= ACTIVITY =
Wherever the string "succeeds" shows up in the material below, copy that line.

▶

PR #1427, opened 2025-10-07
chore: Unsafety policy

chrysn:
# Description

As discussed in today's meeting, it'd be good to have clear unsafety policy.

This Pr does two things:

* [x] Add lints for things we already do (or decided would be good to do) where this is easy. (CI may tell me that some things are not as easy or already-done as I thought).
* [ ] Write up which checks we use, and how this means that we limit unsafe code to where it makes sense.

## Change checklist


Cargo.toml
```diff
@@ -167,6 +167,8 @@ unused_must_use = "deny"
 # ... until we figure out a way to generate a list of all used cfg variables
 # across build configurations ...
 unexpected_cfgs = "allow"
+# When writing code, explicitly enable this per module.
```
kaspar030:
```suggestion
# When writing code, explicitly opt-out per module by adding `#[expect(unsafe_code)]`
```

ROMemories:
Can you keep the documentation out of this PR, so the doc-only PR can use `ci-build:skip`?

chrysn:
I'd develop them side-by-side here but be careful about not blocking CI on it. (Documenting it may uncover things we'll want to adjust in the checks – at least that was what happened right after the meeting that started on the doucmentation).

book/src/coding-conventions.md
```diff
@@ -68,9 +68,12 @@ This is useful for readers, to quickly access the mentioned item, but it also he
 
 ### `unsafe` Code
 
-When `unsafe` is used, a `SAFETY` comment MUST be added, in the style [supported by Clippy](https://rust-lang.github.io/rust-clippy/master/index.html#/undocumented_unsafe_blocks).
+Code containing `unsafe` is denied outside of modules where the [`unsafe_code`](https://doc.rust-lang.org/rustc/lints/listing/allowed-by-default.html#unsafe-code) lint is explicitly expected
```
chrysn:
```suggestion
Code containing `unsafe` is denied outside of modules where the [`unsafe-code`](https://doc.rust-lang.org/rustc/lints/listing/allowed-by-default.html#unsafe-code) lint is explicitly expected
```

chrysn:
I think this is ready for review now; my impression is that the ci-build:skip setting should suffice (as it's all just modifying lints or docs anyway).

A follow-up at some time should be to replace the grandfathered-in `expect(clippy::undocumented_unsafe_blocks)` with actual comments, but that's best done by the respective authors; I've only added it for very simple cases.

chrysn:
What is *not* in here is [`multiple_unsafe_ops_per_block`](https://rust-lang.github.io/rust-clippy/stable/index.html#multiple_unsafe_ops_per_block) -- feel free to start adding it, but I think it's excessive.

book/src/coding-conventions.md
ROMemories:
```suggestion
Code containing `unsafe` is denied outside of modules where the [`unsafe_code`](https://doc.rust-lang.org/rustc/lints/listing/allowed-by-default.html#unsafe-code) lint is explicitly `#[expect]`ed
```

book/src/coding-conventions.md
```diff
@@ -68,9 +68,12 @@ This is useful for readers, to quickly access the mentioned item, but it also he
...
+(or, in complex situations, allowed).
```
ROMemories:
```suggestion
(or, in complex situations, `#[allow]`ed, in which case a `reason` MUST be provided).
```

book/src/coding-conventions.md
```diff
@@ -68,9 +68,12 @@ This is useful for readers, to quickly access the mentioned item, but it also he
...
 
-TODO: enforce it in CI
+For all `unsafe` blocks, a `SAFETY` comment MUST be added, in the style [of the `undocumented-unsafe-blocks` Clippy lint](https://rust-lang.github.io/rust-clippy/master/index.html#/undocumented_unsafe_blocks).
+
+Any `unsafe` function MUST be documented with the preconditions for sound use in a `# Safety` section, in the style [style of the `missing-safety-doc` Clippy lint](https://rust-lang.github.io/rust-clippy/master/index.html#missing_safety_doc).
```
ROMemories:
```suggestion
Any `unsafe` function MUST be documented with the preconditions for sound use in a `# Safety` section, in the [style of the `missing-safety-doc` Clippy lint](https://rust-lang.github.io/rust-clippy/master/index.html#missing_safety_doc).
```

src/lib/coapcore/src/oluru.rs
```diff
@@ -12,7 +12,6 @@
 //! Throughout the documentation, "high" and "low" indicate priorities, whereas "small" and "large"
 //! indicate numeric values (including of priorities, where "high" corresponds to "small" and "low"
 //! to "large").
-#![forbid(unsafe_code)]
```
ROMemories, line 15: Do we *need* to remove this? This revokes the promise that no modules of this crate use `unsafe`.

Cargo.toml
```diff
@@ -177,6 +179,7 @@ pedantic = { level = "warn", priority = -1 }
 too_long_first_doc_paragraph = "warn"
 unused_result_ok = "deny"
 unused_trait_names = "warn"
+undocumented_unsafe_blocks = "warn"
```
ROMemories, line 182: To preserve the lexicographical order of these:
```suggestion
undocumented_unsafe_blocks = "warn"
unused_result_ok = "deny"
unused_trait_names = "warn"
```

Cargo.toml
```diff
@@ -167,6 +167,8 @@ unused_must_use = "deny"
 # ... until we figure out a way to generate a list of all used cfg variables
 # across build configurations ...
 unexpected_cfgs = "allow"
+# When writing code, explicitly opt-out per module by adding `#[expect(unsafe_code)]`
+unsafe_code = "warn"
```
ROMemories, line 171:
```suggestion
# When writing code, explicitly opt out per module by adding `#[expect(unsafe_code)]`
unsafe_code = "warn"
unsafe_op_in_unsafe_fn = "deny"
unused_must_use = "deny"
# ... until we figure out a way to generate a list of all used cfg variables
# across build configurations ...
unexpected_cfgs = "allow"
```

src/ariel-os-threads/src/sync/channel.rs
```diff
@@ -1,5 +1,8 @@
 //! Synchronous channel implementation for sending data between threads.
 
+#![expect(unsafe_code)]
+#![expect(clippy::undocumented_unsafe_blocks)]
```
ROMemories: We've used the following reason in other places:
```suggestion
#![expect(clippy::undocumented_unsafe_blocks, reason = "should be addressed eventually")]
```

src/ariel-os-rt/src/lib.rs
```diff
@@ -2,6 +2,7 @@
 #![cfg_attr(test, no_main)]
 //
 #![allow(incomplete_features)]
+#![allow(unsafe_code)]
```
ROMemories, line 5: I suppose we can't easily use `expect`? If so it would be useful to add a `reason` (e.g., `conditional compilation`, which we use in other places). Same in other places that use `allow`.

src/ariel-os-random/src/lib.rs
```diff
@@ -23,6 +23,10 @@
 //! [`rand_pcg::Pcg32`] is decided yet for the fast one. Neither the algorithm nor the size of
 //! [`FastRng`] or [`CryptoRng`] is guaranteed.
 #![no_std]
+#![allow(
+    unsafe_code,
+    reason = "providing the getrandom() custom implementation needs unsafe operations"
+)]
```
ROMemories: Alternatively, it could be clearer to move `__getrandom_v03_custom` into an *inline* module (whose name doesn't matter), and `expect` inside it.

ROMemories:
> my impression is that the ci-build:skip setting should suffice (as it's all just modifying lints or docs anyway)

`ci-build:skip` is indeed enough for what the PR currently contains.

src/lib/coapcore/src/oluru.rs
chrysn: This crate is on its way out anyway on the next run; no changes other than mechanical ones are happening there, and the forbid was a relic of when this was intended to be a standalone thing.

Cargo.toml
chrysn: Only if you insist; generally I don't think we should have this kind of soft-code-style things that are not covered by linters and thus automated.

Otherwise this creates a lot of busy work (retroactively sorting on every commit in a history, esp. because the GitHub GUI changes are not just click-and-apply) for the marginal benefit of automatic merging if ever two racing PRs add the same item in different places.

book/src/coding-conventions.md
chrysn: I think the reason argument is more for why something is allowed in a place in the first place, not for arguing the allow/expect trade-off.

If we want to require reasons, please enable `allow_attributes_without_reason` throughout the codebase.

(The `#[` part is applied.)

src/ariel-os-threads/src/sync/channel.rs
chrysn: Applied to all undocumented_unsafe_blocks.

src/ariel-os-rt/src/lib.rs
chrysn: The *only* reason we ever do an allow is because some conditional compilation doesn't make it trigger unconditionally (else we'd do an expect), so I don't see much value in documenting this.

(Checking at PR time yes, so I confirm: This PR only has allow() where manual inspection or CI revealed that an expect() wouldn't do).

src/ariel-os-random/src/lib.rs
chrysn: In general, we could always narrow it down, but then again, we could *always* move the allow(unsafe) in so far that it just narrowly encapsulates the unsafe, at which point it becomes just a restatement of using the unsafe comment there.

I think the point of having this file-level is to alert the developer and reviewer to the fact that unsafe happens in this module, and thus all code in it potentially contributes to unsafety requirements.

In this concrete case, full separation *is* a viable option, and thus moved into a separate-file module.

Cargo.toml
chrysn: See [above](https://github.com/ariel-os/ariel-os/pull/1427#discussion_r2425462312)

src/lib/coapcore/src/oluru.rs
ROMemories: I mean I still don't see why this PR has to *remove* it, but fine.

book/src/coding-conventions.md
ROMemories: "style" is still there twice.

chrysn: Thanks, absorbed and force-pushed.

◀
▶

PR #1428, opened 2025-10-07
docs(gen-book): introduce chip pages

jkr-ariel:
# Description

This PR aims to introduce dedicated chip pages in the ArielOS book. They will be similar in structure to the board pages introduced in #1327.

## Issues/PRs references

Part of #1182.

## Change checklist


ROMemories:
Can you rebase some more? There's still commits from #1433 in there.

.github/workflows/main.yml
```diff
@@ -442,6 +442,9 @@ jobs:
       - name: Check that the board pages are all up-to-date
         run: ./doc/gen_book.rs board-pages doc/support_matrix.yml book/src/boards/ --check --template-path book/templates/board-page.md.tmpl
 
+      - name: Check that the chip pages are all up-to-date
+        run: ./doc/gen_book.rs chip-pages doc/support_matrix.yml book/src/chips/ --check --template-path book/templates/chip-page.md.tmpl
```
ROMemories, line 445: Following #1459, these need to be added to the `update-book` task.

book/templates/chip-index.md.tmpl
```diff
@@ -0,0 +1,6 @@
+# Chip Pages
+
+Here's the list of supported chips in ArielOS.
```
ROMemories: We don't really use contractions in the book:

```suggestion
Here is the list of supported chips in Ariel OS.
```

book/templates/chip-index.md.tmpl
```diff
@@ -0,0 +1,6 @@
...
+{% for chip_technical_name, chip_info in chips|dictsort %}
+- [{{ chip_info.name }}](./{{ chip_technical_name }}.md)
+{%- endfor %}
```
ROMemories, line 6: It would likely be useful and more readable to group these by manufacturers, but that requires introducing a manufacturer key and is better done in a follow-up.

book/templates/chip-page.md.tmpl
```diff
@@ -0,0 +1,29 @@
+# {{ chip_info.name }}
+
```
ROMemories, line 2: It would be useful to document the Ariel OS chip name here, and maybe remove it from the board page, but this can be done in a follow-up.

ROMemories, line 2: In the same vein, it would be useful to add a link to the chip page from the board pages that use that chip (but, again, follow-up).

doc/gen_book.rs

◀
▶

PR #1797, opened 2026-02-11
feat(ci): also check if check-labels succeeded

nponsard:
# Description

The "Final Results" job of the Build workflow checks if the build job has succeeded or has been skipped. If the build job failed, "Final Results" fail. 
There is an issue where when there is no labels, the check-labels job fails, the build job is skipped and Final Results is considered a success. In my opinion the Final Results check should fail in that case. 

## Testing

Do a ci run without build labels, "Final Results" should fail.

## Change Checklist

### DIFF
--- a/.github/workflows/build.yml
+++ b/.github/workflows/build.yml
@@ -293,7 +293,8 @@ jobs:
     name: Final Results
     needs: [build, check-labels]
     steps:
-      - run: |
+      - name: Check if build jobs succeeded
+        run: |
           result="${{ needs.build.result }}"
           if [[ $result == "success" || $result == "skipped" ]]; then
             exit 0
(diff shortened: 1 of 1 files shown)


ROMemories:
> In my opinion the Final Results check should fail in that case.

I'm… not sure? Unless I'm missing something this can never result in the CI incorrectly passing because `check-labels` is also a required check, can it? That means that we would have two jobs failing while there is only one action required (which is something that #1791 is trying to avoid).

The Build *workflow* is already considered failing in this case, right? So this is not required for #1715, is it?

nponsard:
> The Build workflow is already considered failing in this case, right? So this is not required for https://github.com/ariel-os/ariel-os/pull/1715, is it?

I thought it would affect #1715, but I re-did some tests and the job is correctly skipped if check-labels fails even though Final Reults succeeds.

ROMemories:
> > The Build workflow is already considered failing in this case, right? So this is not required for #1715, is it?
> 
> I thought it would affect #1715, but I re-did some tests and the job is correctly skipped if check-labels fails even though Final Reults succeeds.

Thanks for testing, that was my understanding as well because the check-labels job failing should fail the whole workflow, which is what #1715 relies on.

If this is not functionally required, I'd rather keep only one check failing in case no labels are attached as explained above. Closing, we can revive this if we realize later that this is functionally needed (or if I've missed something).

◀

= ANSWER FOR THE TASK =
I thought it would affect #1715, but I re-did some tests and the job is correctly skipped if check-labels fails even though Final Reults succeeds.
> I thought it would affect #1715, but I re-did some tests and the job is correctly skipped if check-labels fails even though Final Reults succeeds.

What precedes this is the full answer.